* _Try it_
The lines needed are those from the start of the records through the line holding "--- a/lib/src/widgets/yaru_split_button.dart", each copied exactly.

* _Records provided_
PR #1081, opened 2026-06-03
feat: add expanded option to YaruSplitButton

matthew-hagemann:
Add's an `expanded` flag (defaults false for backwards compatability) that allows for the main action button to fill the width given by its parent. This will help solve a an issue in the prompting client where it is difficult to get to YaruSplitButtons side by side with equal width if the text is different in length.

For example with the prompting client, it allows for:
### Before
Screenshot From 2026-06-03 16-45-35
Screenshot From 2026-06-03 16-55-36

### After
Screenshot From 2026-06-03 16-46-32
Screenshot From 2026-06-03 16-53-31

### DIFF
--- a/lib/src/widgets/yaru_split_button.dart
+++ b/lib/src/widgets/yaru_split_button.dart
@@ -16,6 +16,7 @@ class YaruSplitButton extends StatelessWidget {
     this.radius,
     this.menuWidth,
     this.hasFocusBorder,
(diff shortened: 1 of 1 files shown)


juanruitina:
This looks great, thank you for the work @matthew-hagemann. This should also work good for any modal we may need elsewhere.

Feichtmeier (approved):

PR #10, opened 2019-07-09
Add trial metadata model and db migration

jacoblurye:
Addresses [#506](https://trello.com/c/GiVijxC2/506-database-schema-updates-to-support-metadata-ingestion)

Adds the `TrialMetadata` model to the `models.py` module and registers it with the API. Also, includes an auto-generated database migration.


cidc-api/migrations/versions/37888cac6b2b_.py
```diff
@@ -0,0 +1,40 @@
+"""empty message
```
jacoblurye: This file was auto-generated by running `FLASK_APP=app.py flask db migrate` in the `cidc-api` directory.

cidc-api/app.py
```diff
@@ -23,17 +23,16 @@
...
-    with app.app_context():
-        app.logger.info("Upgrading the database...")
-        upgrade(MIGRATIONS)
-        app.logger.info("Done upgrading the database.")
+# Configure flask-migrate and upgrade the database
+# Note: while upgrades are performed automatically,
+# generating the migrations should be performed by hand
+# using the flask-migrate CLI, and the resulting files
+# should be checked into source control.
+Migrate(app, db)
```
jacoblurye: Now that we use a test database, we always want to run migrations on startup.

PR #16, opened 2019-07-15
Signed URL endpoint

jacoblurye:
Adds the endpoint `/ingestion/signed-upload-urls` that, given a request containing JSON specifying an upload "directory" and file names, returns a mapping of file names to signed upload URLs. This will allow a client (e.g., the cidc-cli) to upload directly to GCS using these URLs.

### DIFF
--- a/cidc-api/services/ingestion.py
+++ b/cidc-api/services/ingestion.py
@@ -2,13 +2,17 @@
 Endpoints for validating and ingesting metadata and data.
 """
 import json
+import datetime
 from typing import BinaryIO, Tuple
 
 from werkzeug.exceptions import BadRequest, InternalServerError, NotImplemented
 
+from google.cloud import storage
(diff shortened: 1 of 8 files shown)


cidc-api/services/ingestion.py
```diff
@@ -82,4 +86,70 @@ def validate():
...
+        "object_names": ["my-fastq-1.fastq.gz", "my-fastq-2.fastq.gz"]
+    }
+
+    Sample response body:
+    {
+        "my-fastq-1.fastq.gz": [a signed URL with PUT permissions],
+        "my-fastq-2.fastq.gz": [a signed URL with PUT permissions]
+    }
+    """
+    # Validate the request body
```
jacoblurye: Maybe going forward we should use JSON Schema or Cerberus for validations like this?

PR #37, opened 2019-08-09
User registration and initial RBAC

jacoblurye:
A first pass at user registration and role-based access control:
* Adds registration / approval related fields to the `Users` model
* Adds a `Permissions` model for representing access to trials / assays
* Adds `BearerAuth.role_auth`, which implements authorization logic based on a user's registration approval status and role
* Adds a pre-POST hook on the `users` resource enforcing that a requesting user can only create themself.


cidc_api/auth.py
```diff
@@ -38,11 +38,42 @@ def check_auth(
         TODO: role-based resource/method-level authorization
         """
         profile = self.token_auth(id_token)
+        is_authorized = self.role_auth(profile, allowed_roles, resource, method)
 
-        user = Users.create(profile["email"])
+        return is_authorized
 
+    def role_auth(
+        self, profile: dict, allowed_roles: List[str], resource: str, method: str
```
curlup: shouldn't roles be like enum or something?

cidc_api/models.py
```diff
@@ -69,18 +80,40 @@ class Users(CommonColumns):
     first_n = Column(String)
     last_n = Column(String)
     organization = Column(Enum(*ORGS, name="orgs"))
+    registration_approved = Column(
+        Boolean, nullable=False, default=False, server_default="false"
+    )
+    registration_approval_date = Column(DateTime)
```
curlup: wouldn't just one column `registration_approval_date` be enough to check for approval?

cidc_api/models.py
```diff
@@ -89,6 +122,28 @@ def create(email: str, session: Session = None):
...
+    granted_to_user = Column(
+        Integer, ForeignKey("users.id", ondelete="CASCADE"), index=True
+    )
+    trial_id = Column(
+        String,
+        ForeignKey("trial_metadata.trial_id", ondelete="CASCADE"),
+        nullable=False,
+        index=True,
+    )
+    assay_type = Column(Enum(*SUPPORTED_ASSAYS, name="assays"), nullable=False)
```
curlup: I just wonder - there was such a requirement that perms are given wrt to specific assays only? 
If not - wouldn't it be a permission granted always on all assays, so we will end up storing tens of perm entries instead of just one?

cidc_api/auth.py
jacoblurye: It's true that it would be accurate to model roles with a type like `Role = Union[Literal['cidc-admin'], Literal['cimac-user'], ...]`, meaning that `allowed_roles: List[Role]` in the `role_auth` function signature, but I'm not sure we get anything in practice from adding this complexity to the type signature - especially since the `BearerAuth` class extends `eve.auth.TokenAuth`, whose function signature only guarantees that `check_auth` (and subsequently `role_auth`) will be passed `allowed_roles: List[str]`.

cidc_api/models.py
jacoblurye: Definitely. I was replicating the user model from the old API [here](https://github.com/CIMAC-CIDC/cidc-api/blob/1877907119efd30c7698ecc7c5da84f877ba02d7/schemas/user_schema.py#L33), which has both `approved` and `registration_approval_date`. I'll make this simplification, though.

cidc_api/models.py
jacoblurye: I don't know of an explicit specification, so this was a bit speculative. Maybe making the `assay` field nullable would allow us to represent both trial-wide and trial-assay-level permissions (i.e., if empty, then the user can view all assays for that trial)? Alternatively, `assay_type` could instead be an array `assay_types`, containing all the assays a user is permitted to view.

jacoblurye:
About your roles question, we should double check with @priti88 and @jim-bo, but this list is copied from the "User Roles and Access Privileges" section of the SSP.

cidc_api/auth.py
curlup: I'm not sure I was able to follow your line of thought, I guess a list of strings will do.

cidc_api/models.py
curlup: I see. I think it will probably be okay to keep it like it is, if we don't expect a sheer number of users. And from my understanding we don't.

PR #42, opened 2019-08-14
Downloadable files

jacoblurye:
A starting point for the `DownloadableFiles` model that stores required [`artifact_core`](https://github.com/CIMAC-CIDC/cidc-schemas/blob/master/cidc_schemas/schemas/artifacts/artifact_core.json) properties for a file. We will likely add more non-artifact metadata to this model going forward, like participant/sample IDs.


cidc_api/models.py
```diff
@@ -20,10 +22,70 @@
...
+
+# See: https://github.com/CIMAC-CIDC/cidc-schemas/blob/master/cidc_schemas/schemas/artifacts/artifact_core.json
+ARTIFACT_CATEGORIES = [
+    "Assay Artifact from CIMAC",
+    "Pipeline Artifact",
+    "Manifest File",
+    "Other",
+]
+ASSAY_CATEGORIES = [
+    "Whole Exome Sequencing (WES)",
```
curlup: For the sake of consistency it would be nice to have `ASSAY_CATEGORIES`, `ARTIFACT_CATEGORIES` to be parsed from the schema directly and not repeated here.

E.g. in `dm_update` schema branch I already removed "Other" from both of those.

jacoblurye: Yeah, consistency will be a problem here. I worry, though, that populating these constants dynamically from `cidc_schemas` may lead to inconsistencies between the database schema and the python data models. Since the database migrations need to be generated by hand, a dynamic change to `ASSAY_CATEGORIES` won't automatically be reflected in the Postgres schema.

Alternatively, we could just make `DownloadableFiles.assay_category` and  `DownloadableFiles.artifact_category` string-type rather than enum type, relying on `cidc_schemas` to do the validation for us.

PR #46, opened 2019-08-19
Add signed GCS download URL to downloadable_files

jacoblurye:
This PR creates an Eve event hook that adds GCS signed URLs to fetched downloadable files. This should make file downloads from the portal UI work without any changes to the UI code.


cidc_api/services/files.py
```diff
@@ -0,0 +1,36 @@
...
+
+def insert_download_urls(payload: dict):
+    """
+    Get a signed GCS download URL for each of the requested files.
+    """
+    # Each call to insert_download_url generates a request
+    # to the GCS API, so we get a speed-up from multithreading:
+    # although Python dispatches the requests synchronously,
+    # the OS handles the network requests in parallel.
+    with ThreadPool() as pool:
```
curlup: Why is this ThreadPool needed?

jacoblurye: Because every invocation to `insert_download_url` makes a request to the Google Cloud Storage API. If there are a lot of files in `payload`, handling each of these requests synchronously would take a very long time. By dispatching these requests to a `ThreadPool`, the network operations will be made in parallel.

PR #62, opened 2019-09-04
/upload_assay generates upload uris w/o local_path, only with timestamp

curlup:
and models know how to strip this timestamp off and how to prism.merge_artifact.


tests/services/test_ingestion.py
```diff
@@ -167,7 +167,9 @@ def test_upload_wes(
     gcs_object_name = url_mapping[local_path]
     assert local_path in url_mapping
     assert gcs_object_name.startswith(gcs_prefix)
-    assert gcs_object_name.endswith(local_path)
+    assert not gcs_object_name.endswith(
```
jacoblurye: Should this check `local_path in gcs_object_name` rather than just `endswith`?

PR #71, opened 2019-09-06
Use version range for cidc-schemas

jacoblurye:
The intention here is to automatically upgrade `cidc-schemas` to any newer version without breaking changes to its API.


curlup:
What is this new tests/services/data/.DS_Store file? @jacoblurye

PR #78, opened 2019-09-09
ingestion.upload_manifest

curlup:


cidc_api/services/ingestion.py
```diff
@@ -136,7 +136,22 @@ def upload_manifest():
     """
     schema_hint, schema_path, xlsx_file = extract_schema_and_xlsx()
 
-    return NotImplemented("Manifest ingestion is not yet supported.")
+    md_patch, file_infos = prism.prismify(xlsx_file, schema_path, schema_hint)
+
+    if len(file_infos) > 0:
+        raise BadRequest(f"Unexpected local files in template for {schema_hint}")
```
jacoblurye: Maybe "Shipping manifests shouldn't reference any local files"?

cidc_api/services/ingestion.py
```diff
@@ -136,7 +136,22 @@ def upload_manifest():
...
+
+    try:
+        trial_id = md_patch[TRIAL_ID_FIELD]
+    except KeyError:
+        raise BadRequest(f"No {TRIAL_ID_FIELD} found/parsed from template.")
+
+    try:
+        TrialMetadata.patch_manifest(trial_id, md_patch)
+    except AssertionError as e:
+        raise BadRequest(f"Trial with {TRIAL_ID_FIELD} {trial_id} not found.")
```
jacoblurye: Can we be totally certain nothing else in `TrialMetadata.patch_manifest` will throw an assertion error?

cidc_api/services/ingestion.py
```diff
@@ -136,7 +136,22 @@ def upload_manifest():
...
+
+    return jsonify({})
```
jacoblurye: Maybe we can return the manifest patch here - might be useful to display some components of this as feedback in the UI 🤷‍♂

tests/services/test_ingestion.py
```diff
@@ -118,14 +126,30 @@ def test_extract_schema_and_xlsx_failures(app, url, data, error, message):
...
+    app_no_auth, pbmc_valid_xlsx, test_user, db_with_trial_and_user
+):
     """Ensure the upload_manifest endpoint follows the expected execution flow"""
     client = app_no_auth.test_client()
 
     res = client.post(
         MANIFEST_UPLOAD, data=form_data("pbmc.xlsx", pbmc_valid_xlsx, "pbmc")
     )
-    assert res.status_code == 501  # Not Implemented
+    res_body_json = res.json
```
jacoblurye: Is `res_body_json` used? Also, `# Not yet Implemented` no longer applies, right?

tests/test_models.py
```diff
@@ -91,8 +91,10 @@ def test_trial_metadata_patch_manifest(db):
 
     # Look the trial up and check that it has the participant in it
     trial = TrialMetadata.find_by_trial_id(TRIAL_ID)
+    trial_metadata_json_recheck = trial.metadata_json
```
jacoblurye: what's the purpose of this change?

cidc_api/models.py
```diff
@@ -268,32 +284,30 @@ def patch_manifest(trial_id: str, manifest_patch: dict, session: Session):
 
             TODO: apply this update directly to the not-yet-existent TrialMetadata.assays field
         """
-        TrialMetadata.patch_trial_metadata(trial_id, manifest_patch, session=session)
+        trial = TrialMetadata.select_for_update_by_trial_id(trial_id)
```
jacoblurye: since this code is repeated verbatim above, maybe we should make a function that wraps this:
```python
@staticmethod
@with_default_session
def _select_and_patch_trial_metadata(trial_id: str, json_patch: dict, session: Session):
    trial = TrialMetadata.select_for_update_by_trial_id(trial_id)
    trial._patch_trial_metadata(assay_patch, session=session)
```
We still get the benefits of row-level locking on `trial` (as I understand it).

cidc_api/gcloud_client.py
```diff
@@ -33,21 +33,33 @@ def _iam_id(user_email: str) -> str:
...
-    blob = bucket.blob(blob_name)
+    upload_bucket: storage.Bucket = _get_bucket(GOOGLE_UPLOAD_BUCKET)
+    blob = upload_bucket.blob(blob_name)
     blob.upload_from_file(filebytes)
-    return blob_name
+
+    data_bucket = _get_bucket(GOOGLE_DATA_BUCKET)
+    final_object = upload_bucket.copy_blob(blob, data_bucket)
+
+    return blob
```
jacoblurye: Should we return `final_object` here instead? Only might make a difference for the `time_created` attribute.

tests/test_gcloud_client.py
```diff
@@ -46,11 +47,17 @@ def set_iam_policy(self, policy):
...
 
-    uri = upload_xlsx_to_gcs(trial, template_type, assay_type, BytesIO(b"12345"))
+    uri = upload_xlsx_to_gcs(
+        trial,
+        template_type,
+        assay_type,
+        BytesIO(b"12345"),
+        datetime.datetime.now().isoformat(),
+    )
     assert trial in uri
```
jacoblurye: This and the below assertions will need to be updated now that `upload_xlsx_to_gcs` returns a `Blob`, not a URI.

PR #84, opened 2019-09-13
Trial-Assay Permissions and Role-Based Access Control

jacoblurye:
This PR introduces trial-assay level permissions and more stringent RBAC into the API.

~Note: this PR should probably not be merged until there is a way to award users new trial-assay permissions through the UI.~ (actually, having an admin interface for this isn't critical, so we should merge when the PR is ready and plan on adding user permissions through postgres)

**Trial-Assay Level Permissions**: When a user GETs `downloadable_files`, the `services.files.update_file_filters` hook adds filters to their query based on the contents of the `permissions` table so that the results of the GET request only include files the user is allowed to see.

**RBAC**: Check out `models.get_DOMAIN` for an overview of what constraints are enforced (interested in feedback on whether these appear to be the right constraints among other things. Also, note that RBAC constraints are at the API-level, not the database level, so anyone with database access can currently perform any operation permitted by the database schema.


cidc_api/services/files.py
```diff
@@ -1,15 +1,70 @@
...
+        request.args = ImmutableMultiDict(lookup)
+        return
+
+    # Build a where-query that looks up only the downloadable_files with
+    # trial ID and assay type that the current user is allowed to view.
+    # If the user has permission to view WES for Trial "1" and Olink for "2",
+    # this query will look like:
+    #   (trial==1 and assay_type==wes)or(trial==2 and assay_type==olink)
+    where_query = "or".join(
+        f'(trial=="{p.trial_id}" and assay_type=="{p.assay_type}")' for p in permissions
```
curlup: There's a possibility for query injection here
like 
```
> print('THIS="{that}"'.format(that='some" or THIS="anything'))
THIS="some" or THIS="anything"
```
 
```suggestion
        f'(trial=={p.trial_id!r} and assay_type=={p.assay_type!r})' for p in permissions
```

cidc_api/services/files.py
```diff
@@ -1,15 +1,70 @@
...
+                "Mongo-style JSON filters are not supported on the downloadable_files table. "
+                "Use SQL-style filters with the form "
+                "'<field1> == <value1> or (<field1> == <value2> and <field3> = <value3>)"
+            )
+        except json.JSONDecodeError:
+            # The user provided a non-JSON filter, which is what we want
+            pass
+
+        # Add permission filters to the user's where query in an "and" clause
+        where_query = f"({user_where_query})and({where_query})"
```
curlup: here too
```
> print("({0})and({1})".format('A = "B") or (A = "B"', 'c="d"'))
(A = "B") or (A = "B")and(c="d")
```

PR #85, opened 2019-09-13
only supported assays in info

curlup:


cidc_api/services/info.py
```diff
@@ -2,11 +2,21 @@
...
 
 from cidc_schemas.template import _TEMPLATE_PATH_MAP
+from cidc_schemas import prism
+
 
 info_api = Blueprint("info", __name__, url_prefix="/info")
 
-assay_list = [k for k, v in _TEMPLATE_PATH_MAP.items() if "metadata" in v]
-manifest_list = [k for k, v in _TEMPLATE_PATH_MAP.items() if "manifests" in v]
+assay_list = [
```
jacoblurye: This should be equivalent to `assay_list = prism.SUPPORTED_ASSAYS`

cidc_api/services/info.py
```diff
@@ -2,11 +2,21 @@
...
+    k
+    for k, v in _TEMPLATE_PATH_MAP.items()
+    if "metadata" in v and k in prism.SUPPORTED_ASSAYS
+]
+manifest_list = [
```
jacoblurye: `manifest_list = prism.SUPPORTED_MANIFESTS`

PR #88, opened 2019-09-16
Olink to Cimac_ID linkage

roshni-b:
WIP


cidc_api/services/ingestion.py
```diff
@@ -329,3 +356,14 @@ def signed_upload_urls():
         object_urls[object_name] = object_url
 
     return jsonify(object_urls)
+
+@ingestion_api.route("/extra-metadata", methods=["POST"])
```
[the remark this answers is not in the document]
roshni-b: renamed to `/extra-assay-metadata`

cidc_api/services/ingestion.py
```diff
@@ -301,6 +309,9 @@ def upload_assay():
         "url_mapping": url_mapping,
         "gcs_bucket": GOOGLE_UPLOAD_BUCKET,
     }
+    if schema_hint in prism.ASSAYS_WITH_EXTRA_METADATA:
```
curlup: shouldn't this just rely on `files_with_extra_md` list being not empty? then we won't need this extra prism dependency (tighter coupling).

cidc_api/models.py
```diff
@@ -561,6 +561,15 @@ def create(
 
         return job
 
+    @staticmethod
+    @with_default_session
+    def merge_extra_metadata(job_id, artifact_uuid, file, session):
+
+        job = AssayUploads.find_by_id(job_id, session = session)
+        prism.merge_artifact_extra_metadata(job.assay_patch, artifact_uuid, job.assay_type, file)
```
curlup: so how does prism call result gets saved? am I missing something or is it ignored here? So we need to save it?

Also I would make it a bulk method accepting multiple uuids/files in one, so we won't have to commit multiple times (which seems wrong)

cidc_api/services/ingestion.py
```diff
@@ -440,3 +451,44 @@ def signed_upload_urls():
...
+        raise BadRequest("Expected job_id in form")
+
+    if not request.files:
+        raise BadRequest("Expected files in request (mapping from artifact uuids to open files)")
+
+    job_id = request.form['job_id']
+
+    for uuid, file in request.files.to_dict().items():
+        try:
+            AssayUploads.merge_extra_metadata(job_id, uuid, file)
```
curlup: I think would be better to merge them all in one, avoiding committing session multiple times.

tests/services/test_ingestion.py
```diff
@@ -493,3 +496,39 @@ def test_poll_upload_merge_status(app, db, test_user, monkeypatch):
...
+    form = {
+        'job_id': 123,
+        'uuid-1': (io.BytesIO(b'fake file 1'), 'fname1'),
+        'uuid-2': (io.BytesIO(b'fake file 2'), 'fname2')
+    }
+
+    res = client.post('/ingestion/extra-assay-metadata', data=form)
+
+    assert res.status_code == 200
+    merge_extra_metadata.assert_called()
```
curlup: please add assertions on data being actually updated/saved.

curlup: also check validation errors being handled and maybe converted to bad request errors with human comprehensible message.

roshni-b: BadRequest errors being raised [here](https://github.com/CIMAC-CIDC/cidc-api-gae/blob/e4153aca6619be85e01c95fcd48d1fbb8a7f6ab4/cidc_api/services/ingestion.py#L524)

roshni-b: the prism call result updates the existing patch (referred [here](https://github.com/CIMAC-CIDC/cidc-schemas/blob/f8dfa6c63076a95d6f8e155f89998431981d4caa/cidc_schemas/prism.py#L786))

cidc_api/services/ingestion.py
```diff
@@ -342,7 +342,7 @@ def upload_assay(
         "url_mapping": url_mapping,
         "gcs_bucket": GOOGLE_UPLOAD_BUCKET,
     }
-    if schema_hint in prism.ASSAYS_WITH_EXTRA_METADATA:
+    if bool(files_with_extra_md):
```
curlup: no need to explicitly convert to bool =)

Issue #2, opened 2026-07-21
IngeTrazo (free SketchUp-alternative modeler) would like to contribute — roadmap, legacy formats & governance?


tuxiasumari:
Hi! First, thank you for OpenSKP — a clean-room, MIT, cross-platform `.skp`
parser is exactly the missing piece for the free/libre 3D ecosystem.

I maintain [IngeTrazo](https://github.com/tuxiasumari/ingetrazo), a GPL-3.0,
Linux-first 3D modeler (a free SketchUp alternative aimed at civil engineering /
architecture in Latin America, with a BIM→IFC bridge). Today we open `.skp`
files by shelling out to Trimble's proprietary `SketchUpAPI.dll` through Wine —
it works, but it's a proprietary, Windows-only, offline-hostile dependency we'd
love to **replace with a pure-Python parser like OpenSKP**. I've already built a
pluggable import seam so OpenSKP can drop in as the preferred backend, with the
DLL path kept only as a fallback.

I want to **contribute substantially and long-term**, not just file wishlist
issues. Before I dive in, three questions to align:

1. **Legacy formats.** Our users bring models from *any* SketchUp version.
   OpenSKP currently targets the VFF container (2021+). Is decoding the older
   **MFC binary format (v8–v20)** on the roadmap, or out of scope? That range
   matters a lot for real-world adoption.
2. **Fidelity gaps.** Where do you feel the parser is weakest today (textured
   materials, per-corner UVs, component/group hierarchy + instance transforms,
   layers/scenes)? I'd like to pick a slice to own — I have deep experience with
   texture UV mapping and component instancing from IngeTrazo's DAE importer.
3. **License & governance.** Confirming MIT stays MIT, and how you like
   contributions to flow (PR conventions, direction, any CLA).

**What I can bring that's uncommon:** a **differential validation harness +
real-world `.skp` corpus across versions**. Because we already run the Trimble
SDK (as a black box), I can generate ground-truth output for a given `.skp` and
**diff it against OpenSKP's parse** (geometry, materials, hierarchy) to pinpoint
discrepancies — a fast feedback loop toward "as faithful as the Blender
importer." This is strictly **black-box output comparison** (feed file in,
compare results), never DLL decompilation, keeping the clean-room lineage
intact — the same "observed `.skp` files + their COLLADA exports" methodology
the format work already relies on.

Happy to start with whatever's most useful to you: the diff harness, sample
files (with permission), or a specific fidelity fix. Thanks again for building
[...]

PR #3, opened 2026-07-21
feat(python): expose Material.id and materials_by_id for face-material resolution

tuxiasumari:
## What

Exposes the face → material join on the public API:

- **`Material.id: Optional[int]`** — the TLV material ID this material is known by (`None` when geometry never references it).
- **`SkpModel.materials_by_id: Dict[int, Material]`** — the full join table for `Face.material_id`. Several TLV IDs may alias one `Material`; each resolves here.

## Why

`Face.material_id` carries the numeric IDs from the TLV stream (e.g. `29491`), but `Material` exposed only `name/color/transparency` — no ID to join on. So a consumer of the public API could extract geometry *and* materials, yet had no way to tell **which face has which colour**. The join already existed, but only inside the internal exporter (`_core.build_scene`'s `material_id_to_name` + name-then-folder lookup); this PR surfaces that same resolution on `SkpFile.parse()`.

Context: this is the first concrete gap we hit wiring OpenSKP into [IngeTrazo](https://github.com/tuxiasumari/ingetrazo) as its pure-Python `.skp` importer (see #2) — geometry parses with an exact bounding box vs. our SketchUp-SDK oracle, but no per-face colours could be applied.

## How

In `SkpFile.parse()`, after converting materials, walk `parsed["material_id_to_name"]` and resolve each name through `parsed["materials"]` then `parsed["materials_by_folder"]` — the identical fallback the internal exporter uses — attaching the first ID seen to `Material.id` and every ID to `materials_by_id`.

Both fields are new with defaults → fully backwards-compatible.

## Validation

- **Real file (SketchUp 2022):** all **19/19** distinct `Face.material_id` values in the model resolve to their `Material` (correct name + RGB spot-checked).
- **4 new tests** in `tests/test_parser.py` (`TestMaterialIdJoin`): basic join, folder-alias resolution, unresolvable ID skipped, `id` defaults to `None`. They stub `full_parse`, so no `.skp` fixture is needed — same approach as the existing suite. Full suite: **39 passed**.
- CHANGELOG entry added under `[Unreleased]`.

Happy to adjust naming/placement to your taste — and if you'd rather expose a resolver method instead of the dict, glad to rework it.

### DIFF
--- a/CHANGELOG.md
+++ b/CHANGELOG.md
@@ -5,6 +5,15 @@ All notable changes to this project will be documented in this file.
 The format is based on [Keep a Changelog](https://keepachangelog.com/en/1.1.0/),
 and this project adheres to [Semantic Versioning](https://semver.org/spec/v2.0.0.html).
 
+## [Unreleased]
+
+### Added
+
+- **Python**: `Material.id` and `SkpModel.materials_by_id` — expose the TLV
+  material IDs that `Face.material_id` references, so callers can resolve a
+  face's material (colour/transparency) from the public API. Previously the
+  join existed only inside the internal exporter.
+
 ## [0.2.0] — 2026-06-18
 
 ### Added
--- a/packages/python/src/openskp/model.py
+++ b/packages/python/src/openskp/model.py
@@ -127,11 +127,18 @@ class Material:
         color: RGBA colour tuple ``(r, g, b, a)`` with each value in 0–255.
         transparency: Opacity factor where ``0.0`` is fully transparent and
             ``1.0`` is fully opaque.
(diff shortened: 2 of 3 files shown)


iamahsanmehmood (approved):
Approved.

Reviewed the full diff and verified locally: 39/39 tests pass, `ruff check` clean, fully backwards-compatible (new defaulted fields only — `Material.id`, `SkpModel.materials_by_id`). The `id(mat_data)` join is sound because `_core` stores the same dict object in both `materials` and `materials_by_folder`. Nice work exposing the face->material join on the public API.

* _Exercise solution_
PR #1081, opened 2026-06-03
feat: add expanded option to YaruSplitButton

matthew-hagemann:
Add's an `expanded` flag (defaults false for backwards compatability) that allows for the main action button to fill the width given by its parent. This will help solve a an issue in the prompting client where it is difficult to get to YaruSplitButtons side by side with equal width if the text is different in length.

For example with the prompting client, it allows for:
### Before
Screenshot From 2026-06-03 16-45-35
Screenshot From 2026-06-03 16-55-36

### After
Screenshot From 2026-06-03 16-46-32
Screenshot From 2026-06-03 16-53-31

### DIFF
--- a/lib/src/widgets/yaru_split_button.dart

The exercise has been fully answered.